Thanks for the link SkrewzLoose! It helped quite a bit! Do you only have to have a permanent living address in the States to obtain a green card?


----------



## fox1371 (Dec 10, 2012)

Hiemstra7 said:


> Thanks for the link SkrewzLoose! It helped quite a bit! Do you only have to have a permanent living address in the States to obtain a green card?


You're asking questions that you can find the answers to on your own.  Go to the Army website and chat with a recruiter.  If all else fails, go join the French Foreign Legion.  It is after you've exhausted all of your own researching resources that you should bring those questions here.


----------



## Hiemstra7 (Dec 10, 2012)

I talked to a recruiter yet but I will be sure to do so! thank you for the tip!


----------



## pardus (Dec 10, 2012)

Getting a green card is a difficult and lengthy process. once you have that (and it can take years and cost a lot of money) then you can join the US Army and get citizenship. 
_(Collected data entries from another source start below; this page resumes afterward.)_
PR #896, opened 2025-06-20
Don't trip up on non-code sections

### LINKED ISSUE #894: Segments are overlapping
@bugadani discovered this issue, it fails at least with esp32 with:

```
Error: 
  × Main thread panicked.
  ├─▶ at espflash/src/image_format/esp_idf.rs:587:35
  ╰─▶ range end index 4294967289 out of range for slice of length 4
  help: set the `RUST_BACKTRACE=1` environment variable to display a backtrace.
``` 

And the error was introduced in https://github.com/esp-rs/espflash/pull/839, using the previous commit before merging that PR works.

Seems like for whatever reason, some segments are overlapping

bugadani:
Fixes #894


SergioGasquez (approved):
LGTM! Thanks!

You would be better off joining the British Army, many South Africans do it, shouldn't be hard to find out how to go about doing it. Shouldn't be very difficult being as South Africa is a Commonwealth country. Then you can obtain Brit residency and get away from the communist govt you currently have.

http://www.army.mod.uk/join/20149.aspx

Worst comes to worst you go and live in the UK for a while first. Will be good for you.

New Zealand and Australian generally want you to bring a Military skill to them in order to enlist.


----------



## Mac_NZ (Dec 10, 2012)

We had Safas in 2/1 that came straight in off civvy street.  One of them we couldn't deploy as he didn't have his residency sorted out the wanker.

Overseas recruiting (for previous service) is on hold as we are inundated with Brits that got laid off or fed up and Yanks fleeing Obama and the draw down.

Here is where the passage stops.